Yes, Greece has dragged its feet making necessary pro-market economic reforms, not just over the past five years but since that country joined the European Union in 1981. Yes, tax collection is not what it should be in a modern western economy. Yes, there remain too many closed industries, stifling competition with their restrictive practices and deliberately insurmountable barriers to entry. Yes, corruption is still a real problem in some cases. And yes, the Greeks voted in a left-wing Syriza government well endowed with socialist rhetoric but less so with reforming zeal.

And yet when you watch a democratically elected leader – the prime minister of one of the EU’s own member states – being lectured and belittled in view of the whole world by a European parliamentarian, something does not sit right in the stomach. Unlike Britain, Greece is an enthusiastic EU member, viewing their membership of the organisation and the single currency as a marker of national progress and development. But must this be the price of their ongoing membership, their leaders summoned to Brussels for public rebuke and their ministries thrown open to clipboard-wielding EU technocrats?

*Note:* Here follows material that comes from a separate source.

PR #954, opened 2026-03-09
Fix Z column dtype in hits and deco outputs

gonzaponte:
... which was 32-bit float. To be consistent with the rest of the variables, we force it to be 64-bit.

As was perhaps inevitable, Greece has largely capitulated in the ongoing standoff with their creditors and the European Union. Austerity measures, even more than were demanded before the “Oxi” vote in the Greek referendum – which itself tells you a lot about the real motivations behind the EU’s negotiating strategy, not seeking a sustainable deal but wanting to punish a small member state for not immediately doing what it was told – are now being willingly accepted in the latest Greek proposal.